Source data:
____

PR #257, opened 2018-09-29
Chgcar storage

jmmshn:
## Summary
* Added storage for CHGCAR type files.
* Added tests for CHGCAR and AECCAR storage
* Changed fireworks/core to allows kwargs to be passed for VaspToDb object

### DIFF
--- a/atomate/vasp/database.py
+++ b/atomate/vasp/database.py
@@ -2,7 +2,7 @@
 
 from __future__ import division, print_function, unicode_literals, absolute_import
 
-from monty.json import MontyEncoder
+from monty.json import MontyEncoder, MontyDecoder
 
 """
 This module defines the database classes.
@@ -14,6 +14,7 @@ from bson import ObjectId
 
 from pymatgen.electronic_structure.bandstructure import BandStructure, BandStructureSymmLine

____

§ What you should do:
Please report every line in the entries above that holds the string "MontyEncoder".

§ Answer section:
-from monty.json import MontyEncoder
+from monty.json import MontyEncoder, MontyDecoder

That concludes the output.